Radio Rentals closing all stores in South Australia
South Australian retailer Radio Rentals will close its 12 bricks-and-mortar stores and e-commerce site over the next two months due to difficult trading conditions.
The 61-year-old business, which is not connected to the Radio Rentals chain owned and operated by the Thorn Group, blamed the closure on difficult trading conditions in the sector, and the rise of disruptive players in the consumer electronics retail and rental space.
“This has resulted in significant performance decline despite the best efforts of everyone to reinvigorate the business,” Nick Palmer, Radio Rentals’ managing director, said in a statement.
The closure reportedly will impact 100 employees.

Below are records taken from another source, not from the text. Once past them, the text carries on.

PR #522, opened 2019-10-25
add zoneminder

MeisterTR:


Jey-Cee:
Readme, License, package, io-package and admin stuff looks OK.
 
* https://github.com/iobroker-community-adapters/ioBroker.zoneminder/blob/b3658b266e3d67906772af2725db85d9e0724526/main.js#L194 --> should be 'state', value is used for read only.

* Is line 368 - 392 in main.js obsolete?

* Can not find definition for proxmox in line 406 in main.js. 

Please Check the 3 points.

MeisterTR:
should be fixed now [https://github.com/iobroker-community-adapters/ioBroker.zoneminder/commit/24d6034f1ca9a8e3d9951d6e869e3d92240acde7](url)

Jey-Cee:
check, now it is  perfect.

Apollon77:
Here some more comments:
* if you do not need objectchange or such then please comment it out.
* using intervals for "external communication" has the risk that th einterval fires hard after the given time - independently if the request before was done and finished or not. This can end up in strange situations. Better are setTimeout that sets a timeout for next run at the end.
* (Blocker!) When I understand it correctly the objects opens up a websocket connection. SO you need to make sure to close that connection in "unload"! Else compact mode will break
* also the "connected" state is only set on connect and resetted on adapter start. So it will basically stay true most of the time. This also makes not that much sense or?

MeisterTR:
fixed in latest commit..

PR #2366, opened 2023-06-16
Added awtrix light to beta

klein0r:
See https://forum.iobroker.net/topic/65571/test-adapter-awtrix-light


klein0r:
RE-CHECK!

klein0r:
RE-CHECK!

mcm1957:
RE-CHECK!

mcm1957:

- consider using adapter.setTimeout / this.setTimeout instead of (standard) setTimeout
  
- check and limit configurable timeouts / intervals
  
  historyAppsRefreshInterval seems to have no upper limit which could cause an overflow and a n immidate trigger - at least in Theory if user enters some unreasonable big values. Consider to limit maximum value.

- adapt testing to supported node releases

  Tests for node 16 is mandatory unless you require node 18 and higher. (already OK)
  Tests for node 18 is mandatory as many users already use node 18 and node 16 will be eol and deprected Q3/2023. (already OK)
  
**NOTE: none of those suggustion should be blockimng for merging the PR.** 

McM1957

klein0r:
@mcm1957 Thanks, fixed in 0.1.1

PR #2376, opened 2023-06-20
promote ioBroker.ical to stable 0.13.3 version

jens-maus:


mcm1957:
1.13.3 from 20.6.2023 1071 (6%) user
OK

PR #2377, opened 2023-06-20
Set stable version of adapter Alpha-ESS to 1.0.0

Gaspode69:


mcm1957:
1.0.0 from 20.6. But only version and rn changes since veto from end of nax

ÖĶ

PR #2378, opened 2023-06-20
add gigaset-elements 0.3.0 to stable

matthsc:
Forum thread: https://forum.iobroker.net/topic/51917/neuer-adapter-gigaset-elements

It has been in latest for way to long and should finally be moved to stable.

### DIFF
--- a/sources-dist-stable.json
+++ b/sources-dist-stable.json
@@ -698,6 +698,12 @@
     "type": "geoposition",
     "version": "1.2.4"
   },
+  "gigaset-elements": {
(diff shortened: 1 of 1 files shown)


matthsc:
RE-CHECK!

matthsc:
I've updated the LICENSE year in git, is that enough or do we really need a new release?

The build/main.js checks seem a little to eager, those are build files and part of the npm package, but I did not commit them to git.

mcm1957:
Correction the copyright year is pk. Needs NO new release.

mcm1957:
@Apollon77 
Please review

Adapter is new to stable. Semms to have same env as #2379 but checker is satisfied here.

My possibilitues at mobile are too limited for analyses

PR #2379, opened 2023-06-20
add innoxel 0.3.1 to stable

matthsc:
Forum thread: https://forum.iobroker.net/topic/50871/neuer-adapter-innoxel
No replies there unfortunately in nearly one and a half years.

I would suggest to move it to stable anyways, in order to increase potential visibility of this adapter. Maybe it will find some users besides myself. I've been using this adapter for about 4 years now.

### DIFF
--- a/sources-dist-stable.json
+++ b/sources-dist-stable.json
@@ -1016,6 +1016,12 @@
     "type": "iot-systems",
     "version": "1.2.6"
   },
+  "innoxel": {
+    "meta": "https://raw.githubusercontent.com/matthsc/ioBroker.innoxel/main/io-package.json",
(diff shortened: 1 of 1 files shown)


matthsc:
The build/main.js checks seem a little to eager, those are build files and part of the npm package, but I did not commit them to git.

mcm1957:
@apollon77
Please review and decide further steps.

Adapter is new for stable and seems tonhave some nonstandard env. See errors reported by checker.

Apollon77:
@matthsc In most cases we also check in build files into git to allow users to install directly from GitHub. Without the file this is not possible.

PR #2387, opened 2023-06-26
bump nuki-extended to 2.6.5

mcm1957:


mcm1957:
issues caused by migration to commmunity-adapters.
Will be fixed with next release

PR #2393, opened 2023-06-27

foxthefox:
update lifx 1.0.1


mcm1957:
1.0.1 from 20.09.2022
OK

PR #2398, opened 2023-06-29
Add ioBroker.residents to stable repo

jpawlowski:
First stable version


mcm1957:
Released 29.6.232
11 (40%) User

OK

mcm1957:
RE-CHECK!

PR #2399, opened 2023-06-30
add adapter hydrawise to latest

SentiQ:
https://github.com/ioBroker/AdapterRequests/issues/195

### DIFF
--- a/sources-dist.json
+++ b/sources-dist.json
@@ -882,7 +882,7 @@
   "hydrawise": {
     "meta": "https://raw.githubusercontent.com/SentiQ/ioBroker.hydrawise/master/io-package.json",
     "icon": "https://raw.githubusercontent.com/SentiQ/ioBroker.hydrawise/master/admin/hydrawise.jpg",
-    "type": "lighting"
+    "type": "garden"
   },
   "hyperion": {
     "meta": "https://raw.githubusercontent.com/ruhigundrelaxed/ioBroker.hyperion/master/io-package.json",
--- a/sources-dist.json
+++ b/sources-dist.json
@@ -879,6 +879,11 @@
     "icon": "https://raw.githubusercontent.com/Chris-656/ioBroker.huum-sauna/main/admin/huum-sauna.png",
     "type": "climate-control"
   },
+  "hydrawise": {
+    "meta": "https://raw.githubusercontent.com/SentiQ/ioBroker.hydrawise/master/io-package.json",
+    "icon": "https://raw.githubusercontent.com/SentiQ/ioBroker.hydrawise/master/admin/hydrawise.jpg",
+    "type": "lighting"
+  },
   "hyperion": {
     "meta": "https://raw.githubusercontent.com/ruhigundrelaxed/ioBroker.hyperion/master/io-package.json",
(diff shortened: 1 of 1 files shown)


mcm1957:

- [ ] Readme.md is very short

  The README.md of this adapter is very minimalistic. Theres no information about the functionality and the configuration inside.

  Please add a short description about the functionality of the adapter,  add links the the manufacturer site (if applicable) and add a description of the configuration of the adapter. If you provide an external documentation - which should be located at doc/xx directory - please add links to at least the english documentation. Also describe how to get the api-key required for configuration.

  ```
  "encryptedNative": [
    "password",
    "data2"
  ],
  "protectedNative": [
    "password",
    "data2"
  ],
  ```
  I refer to the apiKey which seems to be an id which is (or at least should) not be public.

```
function name2id(pName) {
}
```
  You retrive date from the api and  create states depending on the data returned. This data must be checked to contain only valid characters.

- [ ] reevaluate state roles

  In addition the roles MUST match the read/write functionality. As an example a role value.* requires that the state is a readable state. Input states (write only) should have roles like level.*. Please read the description carefully.
  
- [ ] error text seems to be wrong

   line 451 reads ```reject("Device IP is not configured");``` but the error should indoicate a missing api key.

- [ ] do not mix this.setTiemout / clearTimeout

   You are using this.setTimeout (what is OK). Bute please also use this.clearout to cancel those timers
 
  
McM1957

SentiQ:
@mcm1957 I went through your suggestions and made a few changes in my code

mcm1957:
RE-CHECK!

mcm1957:
- [ ] I detected some potential typo / cut and paste error:

  The id 'stopZone' indicates something is to be stopped. So the role 'button.start' seems to be incorrect. The same refers to  state 'schedule.stopall'. 'button.stop' is a valid role too so this role seems to match better if I understand the functionality correct.

- [ ] And please consider fixing
  👀 [W505] setTimeout found in "build/main.js", but no clearTimeout detected

  Although you are using this.setTimeout which is designed to clear pending timeouts (intervals) its considered a good praxis to explicitly clear all timeouts (intervals) at onUnload and leave the ioBroker class internal cleanup only as a safeguard.

  I leave this point to @Apollon77 to decide whether this is mandatory - or feel free to mention him directly for any discussion about this point.

SentiQ:
RE-CHECK!

SentiQ:
@mcm1957 I reviewed and fixed your suggestions

mcm1957:
OK, lgtm

mbhomie007:
Hello @Apollon77 @mcm1957

I hope you can integrate the adapter to latest without any trouble.
I will test it soon.
Thank you.

mcm1957:
@SentiQ 

SentiQ:
> @SentiQ
> 
> This adapter has been released to latest repository and should be visible within 24h maximum.
> 
> Please create a thread at https://forum.iobroker.net/category/91/tester titled like "Test Adapter " to collect some user feedback and provide a link to this topic when requesting addition to stable repository later.
> 
> Note: If an other testing topic already exists, ist OK to continue using this topic too.

It seems I don't have the right to create a new thread?

mcm1957:
Possible
Please contact HOMORAN at forum to get matching rights.
Either in any other topic or by chat.
And state that you are devbof adapter snd want to create test topic

Thanks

Radio Rentals said employees will receive their full entitlements, and that it will support and counsel those impacted, and help them to find new jobs.

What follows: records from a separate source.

PR #2190, opened 2023-03-24
add ioBroker.apg-info to repo

HGlab01:

PR #2401, opened 2023-06-30
add apg-info to latest

HGlab01:
https://github.com/ioBroker/ioBroker.repositories/pull/2190 was closed by accident
this is so to say the reopen

### DIFF
--- a/sources-dist.json
+++ b/sources-dist.json
@@ -89,6 +89,11 @@
     "icon": "https://raw.githubusercontent.com/xhunter74/ioBroker.apcups/master/admin/ups.png",
     "type": "hardware"
   },
+  "apg-info": {
+    "meta": "https://raw.githubusercontent.com/HGlab01/ioBroker.apg-info/main/io-package.json",
+    "icon": "https://raw.githubusercontent.com/HGlab01/ioBroker.apg-info/main/admin/apg-info.png",
+    "type": "general"
+  },
   "apple-find-me": {
     "meta": "https://raw.githubusercontent.com/PfisterDaniel/ioBroker.apple-find-me/master/io-package.json",
     "icon": "https://raw.githubusercontent.com/PfisterDaniel/ioBroker.apple-find-me/master/admin/find-me.png",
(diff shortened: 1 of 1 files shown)


mcm1957:
> **- do not use process.exit to terminate an adapter** How can I then terminate a cron-job steered adapter after the execution? This is in my point of view common practice in iobroker-adapters, isn't it? (e.g. https://github.com/rg-engineering/ioBroker.daswetter/blob/a8eda122b7c53f0b64db7ce2bdb98e1f4a60bb72/main.js#L104 or https://github.com/HGlab01/ioBroker.fuelpricemonitor/blob/9341a26918aebb66ad2007b83ac08bfd47079ac2/main.js#L99)

OK - I'll leave it open to be checked by Apollon77. Maybe the compact flag is not correct in this case. But running in compact mode ADN process.exit ist still incompatible in my oppinion.
 
> **- using console.log and this.log.debug (info only / non blocking)** console.log is also available as sentry log which is super helpful in debuggin when it comes to having only the sentry info. I am using this in other adapters (e.g. iobroker.tado) and it helps a lot

OK, was an info only anyway

> **- invalid characters should be filtered from object ids** Is taken into account in the libary that creates the states https://github.com/HGlab01/ioBroker-jsonExplorer/blob/ae65d046dc27c25d6d77f9fec8cabd01fbb31fd6/jsonExplorer.js#L218-L220
> 
> **- state Ids should not contain space** the names in stateAttr.js is not the name of the "physical" state but a logical name You can also see this feature in the library https://github.com/HGlab01/ioBroker-jsonExplorer/blob/ae65d046dc27c25d6d77f9fec8cabd01fbb31fd6/jsonExplorer.js#L216

OK, I did notz see, that any non 0-0a-zA-Z characters are replaced by _ outside of this adapter.

Apollon77:
@HGlab01 in fact process.exit is th" hard" way and yes - because scheduled adapters do not use compact mode currently!! - it is ok-ish .

best practice would be like https://github.com/iobroker-community-adapters/ioBroker.weatherunderground/blob/59fc204266638f2e686252b836c0ba29298c3ea4/main.js#L106 ... unless you target an js.controller >=4 then simply adapter.terminate is also fine

HGlab01:
> @HGlab01 in fact process.exit is th" hard" way and yes - because scheduled adapters do not use compact mode currently!! - it is ok-ish .
> 
> best practice would be like https://github.com/iobroker-community-adapters/ioBroker.weatherunderground/blob/59fc204266638f2e686252b836c0ba29298c3ea4/main.js#L106 ... unless you target an js.controller >=4 then simply adapter.terminate is also fine

this is exactly what I do, isn't it?
https://github.com/HGlab01/ioBroker.apg-info/blob/6184c845ba87a303e421215510803c9c24c49172/main.js#L68
or should I remove the `0` in `this.terminate(0)`

Apollon77:
aahh yes, then this is fine ... removing 0 would be good because so the automtic error code is asigned by adapter.js. For me all fine. Thank you.

As said: I think (would need to check) we added terminate back in js.controle 3.x or such ... so if you set a dependency to js.cintroler >= 4 you do not need the exit fallback at all

HGlab01:
understood!
An in error cases like
https://github.com/HGlab01/ioBroker.apg-info/blob/6184c845ba87a303e421215510803c9c24c49172/main.js#L48-L55
?
Also just this.terminate() or still with a code as from adapter framework point of view there is no error (code)

PR #2297, opened 2023-05-18
Added Telegram-Menu to latest

MiRo1310:

PR #2403, opened 2023-06-30
Add telegram-menu to latest repo

MiRo1310:
#2297 

https://forum.iobroker.net/topic/64968/test-adapter-telegram-menu-v-0-3-x

### DIFF
--- a/sources-dist.json
+++ b/sources-dist.json
@@ -1140,14 +1140,14 @@
     "icon": "https://raw.githubusercontent.com/foxthefox/ioBroker.lifx/master/admin/lifx_logo.png",
     "type": "lighting"
   },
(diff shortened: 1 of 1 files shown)


mcm1957:
RE-REVIEW at new PR

  I cannot see any reference to ack flag near  https://github.com/MiRo1310/ioBroker.telegram-menu/blob/4c1277262f3996d44f6f83f4d016d2f0f353ae49/main.js#L143
  
McM1957

MiRo1310:
> 
Vielen Dank für das Feedback, 
ich habe den Code geändert und fange jetzt auch den Status des ack Flag ab.

mcm1957:
ack handling has been improved.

“Our success, as a South Australian family owned business was built around generations of wonderful employees, valued customers and business partners and a mission to make electrical and home appliances affordable and accessible to more and more homes and families,” Palmer said in a statement on the website.

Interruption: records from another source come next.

PR #3033, opened 2023-12-05
add srm to latest

stephan1827:
Add adapter srm to latest

### DIFF
--- a/sources-dist.json
+++ b/sources-dist.json
@@ -218,7 +218,8 @@
     "meta": "https://raw.githubusercontent.com/iobroker-community-adapters/ioBroker.boschindego/main/io-package.json",
     "icon": "https://raw.githubusercontent.com/iobroker-community-adapters/ioBroker.boschindego/main/admin/boschindego.png",
     "type": "garden"
-  },  "bosesoundtouch": {
+  },
+  "bosesoundtouch": {
     "meta": "https://raw.githubusercontent.com/iobroker-community-adapters/ioBroker.bosesoundtouch/master/io-package.json",
     "icon": "https://raw.githubusercontent.com/iobroker-community-adapters/ioBroker.bosesoundtouch/master/admin/bosesoundtouch.png",
     "type": "multimedia"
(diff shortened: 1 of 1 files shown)


mcm1957:
Pr ok please ignore other adapters

ticaki:
As already explained in Telegram, a todo list with key points for the purpose of documentation.

- [ ] use Adapter.setTimeout()
- [ ] use FORBIDDEN_CHARS for not predefined data points
- [ ] only use roles from https://github.com/ioBroker/ioBroker.docs/blob/master/docs/en/dev/stateroles.md
- [ ] add xs:12 to jsonConfig.json for cellphones

stephan1827:
RE-CHECK!

mcm1957:
@stephan1827 

  ```
  function name2id(pName) {
  }
  ```
  You handle FORBIDDEN_CHARS during creation of mesh states but noit at setting the state values - if I'm correct

  https://github.com/stephan1827/ioBroker.srm/blob/b1b514e8f4d608c68e6814a22b31653dccadbec7/main.js#L235
  https://github.com/stephan1827/ioBroker.srm/blob/b1b514e8f4d608c68e6814a22b31653dccadbec7/main.js#L239

  You already use this.setTimeout. At least at one place you use clearTimeout, please adapt to this.clearTimeout. Additionally set/clearIntervall should be replaced by this.set/clearInterval.

  see https://github.com/stephan1827/ioBroker.srm/blob/b1b514e8f4d608c68e6814a22b31653dccadbec7/main.js#L168
  https://github.com/stephan1827/ioBroker.srm/blob/b1b514e8f4d608c68e6814a22b31653dccadbec7/main.js#L184
  https://github.com/stephan1827/ioBroker.srm/blob/b1b514e8f4d608c68e6814a22b31653dccadbec7/main.js#L92
  https://github.com/stephan1827/ioBroker.srm/blob/b1b514e8f4d608c68e6814a22b31653dccadbec7/main.js#L188
  https://github.com/stephan1827/ioBroker.srm/blob/b1b514e8f4d608c68e6814a22b31653dccadbec7/main.js#L92
  likely more plöaces - please check

- [ ] code for scheduled adapters
  Your adapter is running as daemon (https://github.com/stephan1827/ioBroker.srm/blob/b1b514e8f4d608c68e6814a22b31653dccadbec7/io-package.json#L114) - which is OK. Why do you use some code dedicated to schedule mode?
  https://github.com/stephan1827/ioBroker.srm/blob/b1b514e8f4d608c68e6814a22b31653dccadbec7/main.js#L172

  
McM1957

stephan1827:
Fixed version is up

mcm1957:
@stephan1827 

Some more feedback (non blocking) - eveluate for next release

- [ ] double replece is better than none :-)
   https://github.com/stephan1827/ioBroker.srm/blob/db321d7050c23ffadc7d5a6f5062ec8c99973747/main.js#L225

-[ ] cpu saving
   I don'nt know how much js jit compiler does an optimize, bute replacing once and using a variable could evntually save some cpu cycles
  https://github.com/stephan1827/ioBroker.srm/blob/db321d7050c23ffadc7d5a6f5062ec8c99973747/main.js#L225

mcm1957:
@stephan1827 

stephan1827:
Thx for the detailed review and hints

Radio Rentals said the decision to close its retail operations was a difficult and emotional one, and only taken after careful consideration and pursuit of all other strategic options including a sale.
The retailer’s rental business, which is managed by inRent, will not be impacted the closure. Rental customers’ contracts with inRent remain valid, and they will continue to receive ongoing product servicing and upgrades.
Radio Rentals will keep its head office open to service rentals for the sale of ex-rental inventory. The stores and e-commerce site are expected to close around mid-June, with all retail stock to be cleared over this period.
Tim Luce, CEO of the Thorn Group, told theAustralian Financial Review that the closure of the South Australian chain did not have any direct implications for the 64 Radio Rentals and Rentlo Reinvented stores that are owned and operated by the Thorn Group.
The Thorn Group on April 1, 2019, announced it was conducting a strategic review of the business to protect and maximise shareholder value, including the consideration of alternative ownership. It expects to provide an update to shareholders of the conclusions of its review within the next few months.
The company this month also downgraded its profit guidance for the financial year ended March 31, 2019. Previous profit guidance provided in January of this year, indicating a loss in the order of $6 million, has been revised downward to $8 million, following increased arrears and write-offs in the consumer leasing business. The company does not expect to pay a final dividend to retain cash for balance sheet flexibility.
Thorn Group was fined $2 million last year after admitting to breaking national consumer laws.